Collected data entries:
PR #308, opened 2020-08-04
Dial peerid

arnetheduck:


libp2p/peerinfo.nim
```diff
@@ -29,6 +29,7 @@ type
   PeerInfo* = ref object of RootObj
     peerId*: PeerID
     addrs*: seq[MultiAddress]
+    secureCodec*: string
```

What to work on >> Every line from the one containing "Dial peerid" to the close of the records must be reproduced exactly. Include both ends and nothing more.

Finished task >>
Dial peerid

arnetheduck:


libp2p/peerinfo.nim
```diff
@@ -29,6 +29,7 @@ type
   PeerInfo* = ref object of RootObj
     peerId*: PeerID
     addrs*: seq[MultiAddress]
+    secureCodec*: string
```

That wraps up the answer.